We will see how to perform a linear regression using the lm function and to plot these straigth regression lines in base R and ggplot2, using the lines and geom_abline functions, respectively. Please read my article about adding straight lines in base R and ggplot2 if you are interested in the different plotting options.
Load the ggplot2 package
library(ggplot2)
Load the dataset
data("iris")
Variables assignment
dataset = iris
x_column = "Sepal.Length"
y_column = "Petal.Length"
Linear regression
Firstly, we can perform a regression in R using a linear model with the lm function:
lm_results = lm(dataset[, y_column] ~ dataset[, x_column])
Here is the result of the linear regression:
Call:
lm(formula = dataset[, y_column] ~ dataset[, x_column])
Coefficients:
(Intercept) dataset[, x_column]
-7.101 1.858
Therefore, we can describe the regression line with an intercept of -7.101 and a slope of 1.858.
Extract the linear regression coefficients
intercept = coef(lm_results)[[1]]
slope = coef(lm_results)[[2]]
Line color
Now, I will use the following color for the regression line:
acol = palette()[4]
If you are interested in plot colors, I have written a complete post about color palettes in R.
Add a linear regression line in base R
plot(dataset[, x_column], dataset[, y_column], pch = 18,
xlab = x_column, ylab = y_column)
abline(a = intercept, b = slope, col = acol, lwd = 3)
Add a linear regression line in ggplot2
ggplot(dataset, aes_string(x = x_column, y = y_column)) +
geom_point(shape = 18)+
geom_abline(intercept = intercept, slope = slope, col = acol, lwd = 1)
Perform the linear regression in ggplot2
Moreover, it is also possible to perform the linear regression directly in ggplot2 using the geom_smooth function. Surprinsingly, it gives the same intercept and slope but the line is finite unlike the previous method.

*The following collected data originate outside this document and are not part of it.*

PR #395, opened 2023-01-04
Introduce resource oriented API

### LINKED ISSUE #278: Resource oriented HTTP API (was: Conveying task and job IDs)

tgeoghegan:
Changes the DAP API to orient the upload, aggregate and collect sub-protocols around some HTTP resources, namely:

Upload:
 - HPKE configurations
 - Reports

Aggregate:
 - Aggregation jobs

Collect:
 - Collections
 - Aggregate shares

There's a lot of change here, most of which is changing the spelling of HTTP endpoints from e.g. `POST /upload` to
`PUT /tasks/{task-id}/reports/{report-id}`. But there are some more important improvements made here:

 - move some identifiers from message bodies into resource paths, removing the need to partially parse messages to get task ID
 - aggregation job messages now contain a `round` field to allow aggregators to recover from message loss

The other big goal here is to make better use of HTTP primitives and conventions. However, it's important not to get too precious about this: we expect that anything using this API is a DAP implementation rather than a generic HTTP client like a web browser, so it doesn't matter that much if we choose exactly the right HTTP method, because ultimately DAP gets to dictate the semantics of any message.

Resolves #278

### DIFF
--- a/draft-ietf-ppm-dap.md
+++ b/draft-ietf-ppm-dap.md
@@ -489,6 +489,7 @@ in the "type" field (within the DAP URN namespace
 | unauthorizedRequest        | Authentication of an HTTP request failed (see {{request-authentication}}). |
 | missingTaskID              | HPKE configuration was requested without specifying a task ID. |
 | queryMismatch              | Query type indicated by a message does not match the task's query type. |
+| roundMismatch              | The aggregators disagree on the current round of the VDAF preparation protocol. |
 
 This list is not exhaustive. The server MAY return errors set to a URI other
 than those defined above. Servers MUST NOT use the DAP URN namespace for errors
@@ -512,12 +513,42 @@ implies HTTP status code 400 Bad Request unless explicitly specified otherwise.
 
 # Protocol Definition
 
-DAP has three major interactions which need to be defined:
+DAP is structured as an HTTP application consisting of three major interactions
+or sub-protocols:
 
-* Uploading reports from the client to the aggregators, specified in
-  {{upload-flow}}
-* Computing the results of a given measurement, specified in {{aggregate-flow}}
-* Collecting aggregated results, specified in {{collect-flow}}
+* Uploading reports from the client to the aggregators, using the HPKE
+  configuration ({{hpke-config-resource}}) and report ({{report-resource}})
+  resources, as described in {{upload-flow}}.
+* Computing the aggregate over sets of reports, using the aggregation job
+  resource ({{aggregation-job-resource}}), as described in {{aggregate-flow}}.
+* Collecting aggregation results, using the aggregate share
+  ({{aggregate-share-resource}}) and collection ({{collection-resource}})
+  resources, as described in {{collect-flow}}.
+
+In this section, we discuss each of the resources and the messages used to act
+on these resources. A resource's path is resolved relative to a server's
+endpoint to construct a resource URI. A server's endpoint MAY contain
+arbitrarily many path components before the DAP resources.
+
+Resource paths are specified as templates like:
+
+~~~
+/resource_type/{resource-id}
+~~~
+
+Templates may also include optional query parameters, indicated by square
+brackets ("[" and "]"), as in:
+
+~~~
+/resource_type/{resource-id}[?query_parameter={resource-id}]
+~~~
+
+DAP resource identifiers are always opaque byte strings, so anywhere
+`{resource-id}` occurs in a template (e.g., `{task-id}` or `{report-id}`) MUST
+be expanded to the URL-safe, unpadded Base 64 representation of the resource's
+identifier, as specified in sections 5 and 3.2 of {{!RFC4648}}.
+
+## Basic Type Definitions
 
 The following are some basic type definitions used in other messages:
 
@@ -538,6 +569,12 @@ struct {
 
 /* An ID used to uniquely identify a report in the context of a DAP task. */
 uint8 ReportID[16];
+
+/* Metadata describing a report. */
+struct {
+  ReportID report_id;
+  Time time;
+} ReportMetadata;
 
 /* The various roles in the DAP protocol. */
 enum {
@@ -718,8 +755,8 @@ In addition, in order to facilitate the aggregation and collect protocols, each
 of the aggregators is configured with following parameters:
 
 * `collector_config`: The {{!HPKE=RFC9180}} configuration of the collector
-  (described in {{hpke-config}}); see {{compliance}} for information about the
-  HPKE configuration algorithms.
+  (described in {{hpke-config-resource}}); see {{compliance}} for information
+  about the HPKE configuration algorithms.
 * `vdaf_verify_key`: The VDAF verification key shared by the aggregators. This
   key is used in the aggregation sub-protocol ({{aggregate-flow}}). [OPEN ISSUE:
   The manner in which this key is distributed may be relevant to the VDAF's
@@ -730,37 +767,31 @@ Finally, the collector is configured with the HPKE secret key corresponding to
 
 ## Uploading Reports {#upload-flow}
 
-Clients periodically upload reports to the leader, which then distributes the
-individual shares to each helper.
+Clients periodically upload reports to the Leader, which then distributes the
+individual shares to each Helper. The upload sub-protocol involves the HPKE
+configurations ({{hpke-config-resource}}) and reports ({{report-resource}})
+resources.
 
-### HPKE Configuration Request {#hpke-config}
+### HPKE Configuration Resource {#hpke-config-resource}
 
 Before the client can upload its report to the leader, it must know the HPKE
 configuration of each aggregator. See {{compliance}} for information on HPKE
-algorithm choices.
+algorithm choices. Clients retrieve the HPKE configuration from each aggregator
+by accessing the HPKE configuration resource.
 
-Clients retrieve the HPKE configuration from each aggregator by sending an HTTP
-GET request to `[aggregator]/hpke_config`, where `[aggregator]` is the
-aggregator's endpoint URL, obtained from the task parameters. Clients MAY
-specify a query parameter `task_id` when sending an HTTP GET request to
-`[aggregator]/hpke_config?task_id=[task-id]`, where `[task-id]` is the task ID
-obtained from the task parameters, encoded in Base 64 with URL and filename safe
-alphabet with no padding, as specified in sections 5 and 3.2 of {{!RFC4648}}. If
-the aggregator does not recognize the task ID, then it MUST abort with error
-`unrecognizedTask`.
+#### Required methods
+
+##### GET `/hpke_config[?task_id={task-id}]`
 
 An aggregator is free to use different HPKE configurations for each task with
-which it is configured. If the task ID is missing from a client's request, the
-aggregator MAY abort with an error of type `missingTaskID`, in which case the
-client SHOULD retry the request with a well-formed task ID included.
+which it is configured. Clients MAY specify a query parameter `task_id` whose
+value is the task ID whose HPKE configuration they want.
 
-An aggregator responds to well-formed requests with HTTP status code 200 OK and
-an `HpkeConfigList` value. The `HpkeConfigList` structure contains one or more
-`HpkeConfig` structures in decreasing order of preference. This allows a server
-to support multiple HPKE configurations simultaneously.
+If the task ID is missing from a Client's request, the Aggregator MAY abort with
+an error of type `missingTaskID`, in which case the Client SHOULD retry the
+request with a `task_id` query parameter.
 
-[TODO: Allow aggregators to return HTTP status code 403 Forbidden in deployments
-that use authentication to avoid leaking information about which tasks exist.]
+An aggregator responds to well-formed requests with an `HpkeConfigList` value:
 
 ~~~
 HpkeConfig HpkeConfigList<1..2^16-1>;
@@ -781,25 +812,32 @@ uint16 HpkeKdfId;  /* Defined in [HPKE] */
 
 [OPEN ISSUE: Decide whether to expand the width of the id.]
 
-Aggregators SHOULD allocate distinct id values for each `HpkeConfig` in a
+The `HpkeConfigList` structure contains one or more `HpkeConfig` structures in
+decreasing order of preference. This allows a server to support multiple HPKE
+configurations simultaneously.
+
+[TODO: Allow aggregators to return HTTP status code 403 Forbidden in deployments
+that use authentication to avoid leaking information about which tasks exist.]
+
+Aggregators SHOULD allocate distinct `id` values for each `HpkeConfig` in an
 `HpkeConfigList`. The RECOMMENDED strategy for generating these values is via
-rejection sampling, i.e., to randomly select an id value repeatedly until it
+rejection sampling, i.e., to randomly select an `id` value repeatedly until it
 does not match any known `HpkeConfig`.
 
-The client MUST abort if any of the following happen for any HPKE config
+The Client MUST abort if any of the following happen for any HPKE config
 request:
 
 * the GET request failed or did not return a valid HPKE configuration; or
 * the HPKE configuration specifies a KEM, KDF, or AEAD algorithm the client does
   not recognize.
 
-Aggregators SHOULD use HTTP caching to permit client-side caching of this
+Aggregators SHOULD use HTTP caching to permit Client-side caching of this
 resource {{!RFC5861}}. Aggregators SHOULD favor long cache lifetimes to avoid
 frequent cache revalidation, e.g., on the order of days. Aggregators can control
 this cached lifetime with the Cache-Control header, as follows:
 
 ~~~
-  Cache-Control: max-age=86400
+Cache-Control: max-age=86400
 ~~~
 
 Clients SHOULD follow the usual HTTP caching {{!RFC9111}} semantics for key
@@ -809,48 +847,37 @@ Note: Long cache lifetimes may result in clients using stale HPKE
 configurations; aggregators SHOULD continue to accept reports with old keys for
 at least twice the cache lifetime in order to avoid rejecting reports.
 
-### Upload Request
+### Report Resource {#report-resource}
 
-Clients upload reports by using an HTTP POST to `[leader]/upload`, where
-`[leader]` is the first entry in the task's aggregator endpoints. The payload is
-structured as follows:
+Only the Leader supports this resource. The Leader transmits report shares to
+the Helper during the aggregate sub-protocol ({{aggregate-flow}}).
 
-~~~
-struct {
-  ReportID report_id;
-  Time time;
-} ReportMetadata;
+#### Required Methods
 
-struct {
-  TaskID task_id;
-  ReportMetadata metadata;
-  opaque public_share<0..2^32-1>;
-  HpkeCiphertext encrypted_input_shares<1..2^32-1>;
-} Report;
-~~~
+##### PUT `/tasks/{task-id}/reports/{report-id}`
 
-This message is called the Client's report. It consists of the task ID, report
-metadata, the "public share" output by the VDAF's input-distribution algorithm,
-and the encrypted input share of each of the Aggregators. (Note that the public
-share might be empty, depending on the VDAF. For example, Prio3 has an empty
-public share, but Poplar1 does not. See {{!VDAF}}.) The header consists of the
-task ID and report "metadata". The metadata consists of the following fields:
+`report-id` is a `ReportId` used by the Aggregators to ensure the report appears
+in at most one batch (see {{input-share-validation}}). The Client MUST generate
+this using a cryptographically secure random number generator.
 
-* A report ID used by the Aggregators to ensure the report appears in at most
-  one batch. (See {{input-share-validation}}.) The Client MUST generate this by
-  generating 16 random bytes using a cryptographically secure random number
-  generator.
-
-* A timestamp representing the time at which the report was generated.
-  Specifically, the `time` field is set to the number of seconds elapsed since
-  the start of the UNIX epoch. The client SHOULD round this value down to the
-  nearest multiple of `time_precision` in order to ensure that that the
-  timestamp cannot be used to link a report back to the Client that generated
-  it.
+[Note/TODO: it's important that the _Client_ chooses the report ID. We use the
+report ID as the nonce, and VDAF-04 will include some guidance explaining that
+if the report ID is chosen with knowledge of the VDAF verify key, privacy could
+be violated. For that reason, we can't allow either aggregator to choose report
+IDs.]
 
 To generate a report, the Client begins by sharding its measurement into input
-shares as specified by the VDAF. It then wraps each input share in the following
-structure:
+shares and computing the public share using the VDAF's
+`measurement_to_input_shares` algorithm ({{!VDAF, Section 5.1}}):
+
+~~~
+(public_share, input_shares) = VDAF.measurement_to_input_shares(measurement)
+~~~
+
+[TODO: in VDAF-04, `measurement_to_input_shares` will take a nonce argument, for
+which we will use the report ID #394]
+
+The Client then wraps each input share in the following structure:
 
 ~~~
 struct {
@@ -860,11 +887,11 @@ struct {
 ~~~
 
 Field `extensions` is set to the list of extensions intended to be consumed by
-the given Aggregator. (See {{upload-extensions}}.) Field `payload` is set to the
-Aggregator's input share output by the VDAF sharding algorithm.
+the Aggregator receiving the input share (see {{upload-extensions}}). Field
+`payload` is set to the Aggregator's input share output by the VDAF sharding
+algorithm.
 
-Next, the Client encrypts each PlaintextInputShare `plaintext_input_share` as
-follows:
+Next, the Client encrypts each `PlaintextInputShare` as follows:
 
 ~~~
 enc, payload = SealBase(pk,
@@ -874,10 +901,10 @@ enc, payload = SealBase(pk,
 
 where `pk` is the aggregator's public key; `server_role` is the Role of the
 intended recipient (`0x02` for the leader and `0x03` for the helper),
-`plaintext_input_share` is the Aggregator's PlaintextInputShare, and
+`plaintext_input_share` is the Aggregator's `PlaintextInputShare`, and
 `input_share_aad` is an encoded message of type `InputShareAad`, constructed
-from the same values as the corresponding fields in the report. The `SealBase()`
-function is as specified in {{!HPKE, Section 6.1}} for the ciphersuite indicated
+from the corresponding values in the report. The `SealBase()` function is as
+specified in {{!HPKE, Section 6.1}} for the ciphersuite indicated
 by the HPKE configuration.
 
 ~~~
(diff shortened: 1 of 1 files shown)


draft-ietf-ppm-dap.md
```diff
@@ -512,12 +513,42 @@ implies HTTP status code 400 Bad Request unless explicitly specified otherwise.
...
+brackets ("[" and "]"), as in:
+
+~~~
+/resource_type/{resource-id}[?query_parameter={resource-id}]
+~~~
+
+DAP resource identifiers are always opaque byte strings, so anywhere
+`{resource-id}` occurs in a template (e.g., `{task-id}` or `{report-id}`) MUST
+be expanded to the URL-safe, unpadded Base 64 representation of the resource's
+identifier, as specified in sections 5 and 3.2 of {{!RFC4648}}.
```
tgeoghegan, line 549: [RFC 6570](https://datatracker.ietf.org/doc/rfc6570/) discusses URI templating, and I considered using it here, but decided not to because (1) we don't need a template scheme as complicated as the one in 6570 and (2) 6570 has rules about how variables in templates should be percent encoded to be URL safe, whereas we have already settled on using URL-safe unpadded base64.

draft-ietf-ppm-dap.md
```diff
@@ -1391,124 +1320,227 @@ Otherwise, `out` is the pair `(prep_state, prep_msg)`.
...
+pertain to the same DAP task and compiling them into an `AggregationJob` (see
+{{aggregation-job-representation}}. The Leader can prepare many reports in
+parallel by concurrently creating multiple aggregation jobs. Creating
+aggregation jobs is how the Leader transmits report shares to the helper, so
+each `PrepareStep.prepare_step_state` MUST be set to `PrepareStepState.start`
+and the `PrepareStep` MUST contain a `ReportShare`. `AggregationJob.round` MUST
+be 0.
+
+If successful, the Helper's responds with HTTP status 303 See Other and a
+Location header containing a URI for the aggregation job. The structure of this
```
tgeoghegan, line 1528: I'm not certain if explicitly spelling out HTTP 303 See Other and a Location header is a good idea. I think we could just say something like "the Helper redirects to a URI for the aggregation job", and rely on existing HTTP specifications for things like the status code and the headers and so on. On the other hand, if we specify this explicitly as I have here, then there's less ambiguity and less code to write for DAP implementations (with this text, they can simply ignore any 3xx status that isn't 303 instead of having to reason about the nuanced difference between 301 and 303). So I lean towards being specific.

tgeoghegan:
See also https://github.com/ietf-wg-ppm/draft-ietf-ppm-dap/pull/367 for some more discussion and analysis of this change.

draft-ietf-ppm-dap.md
```diff
@@ -997,28 +1040,26 @@ of relevant: issue #89]]
...
 
 The exact structure of the aggregation job flow depends on the VDAF.
 Specifically:
 
-* Some VDAFs (e.g., Prio3) allow the leader to start aggregating reports
+* Some VDAFs (e.g., Prio3) allow the Leader to start aggregating reports
   proactively before all the reports in a batch are received. Others (e.g.,
-  Poplar1) require all the reports to be present and must be initiated by the
-  collector.
+  Poplar1) cannot be prepared until the collector provides the aggregation
```
cjpatton, line 1061:
```suggestion
  Poplar1) cannot be prepared until the Collector provides the aggregation
```

draft-ietf-ppm-dap.md
```diff
@@ -1048,161 +1089,76 @@ Aggregate request (continued, Job = M) ------------------>  | 11-20
...
 ### Aggregate Initialization {#agg-init}
 
-The leader begins an aggregation job by choosing a set of candidate reports that
-pertain to the same DAP task and a unique job ID. The job ID is a 32-byte value,
-structured as follows:
+The Leader begins an aggregation job by choosing a set of candidate reports that
+pertain to the same DAP task. The Leader can prepare many reports in parallel by
+concurrently creating multiple aggregation jobs. After choosing the set of
+candidates, the Leader begins aggregation by splitting each report into "report
+shares", one for each aggregator. The Leader and Helpers then run the aggregate
```
cjpatton, line 1111:
```suggestion
shares", one for each Aggregator. The Leader and Helpers then run the aggregate
```

draft-ietf-ppm-dap.md
```diff
@@ -1391,124 +1320,227 @@ Otherwise, `out` is the pair `(prep_state, prep_msg)`.
...
+
+* The sequence of report shares to aggregate. The `encrypted_input_share` field
+  of the report share is the `HpkeCiphertext` whose index in
+  `Report.encrypted_input_shares` is equal to the index of the aggregator in the
+  task's `aggregator_endpoints` to which the AggregateInitializeReq is being
+  sent.
+
+#### Required methods
+
+##### PUT `/tasks/{task-id}/aggregation_jobs` {#aggregation-job-put}
```
cjpatton, line 1516: * Editorial: It might be helpful to define the resource and message format before getting into the protocol flow.
* Where is the aggregation job ID? We still need a way to link requests for the same job across rounds.

cjpatton: Summary of offline discussion: The aggregation job ID is missing here because it has been folded into the redirect URI that the Leader is supposed to post to next to move aggregation forward. (In other words, the aggreagtion job ID is now an implementation detail.) The ideas is to make aggreagtion jobs "asynchronous" the way collection jobs are. However there is an important difference between the two: Here the Helper computes its response immediately, i.e., aggregation is inherently synchronous. Collection is inherently asynchronous because the Leader usually won't be finished computing the aggregate at the time the request is made.

We decided that we should re-align this part with DAP-03, i.e., move the aggregation job ID into the API here.

draft-ietf-ppm-dap.md
```diff
@@ -512,12 +513,42 @@ implies HTTP status code 400 Bad Request unless explicitly specified otherwise.
...
+or sub-protocols:
 
-* Uploading reports from the client to the aggregators, specified in
-  {{upload-flow}}
-* Computing the results of a given measurement, specified in {{aggregate-flow}}
-* Collecting aggregated results, specified in {{collect-flow}}
+* Uploading reports from the client to the aggregators, using the HPKE
+  configuration ({{hpke-config-resource}}) and report ({{report-resource}})
+  resources, as described in {{upload-flow}}.
+* Computing the aggregate over sets of reports, using the aggregation job
```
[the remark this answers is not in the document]
tgeoghegan: I think this would be a bit confusing, because in this bullet, we are discussing the aggregation sub-protocol, which works in terms of aggregation jobs, and those aren't necessarily equivalent to batches.

draft-ietf-ppm-dap.md
```diff
@@ -512,12 +513,42 @@ implies HTTP status code 400 Bad Request unless explicitly specified otherwise.
...
+  resource ({{aggregation-job-resource}}), as described in {{aggregate-flow}}.
+* Collecting aggregation results, using the aggregate share
+  ({{aggregate-share-resource}}) and collection ({{collection-resource}})
```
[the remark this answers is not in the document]
tgeoghegan: I feel like that's trying to sneak a verb ("job") into a resource, which should be a noun. However this is purely a naming quibble so I can live with either. I'm curious what others think; I'd be happy to go with the majority consensus.

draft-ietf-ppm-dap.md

ggplot(dataset, aes_string(x = x_column, y = y_column)) +
geom_point(shape = 18)+
geom_smooth(method = "lm", se = FALSE, col = acol, lwd = 1)
Conclusion
To summarize, R is a very famous software to perform statistical analyses and the linear regression is indeed really easy to compute using the lm function and to plot using base R graphics as well as the ggplot2 library.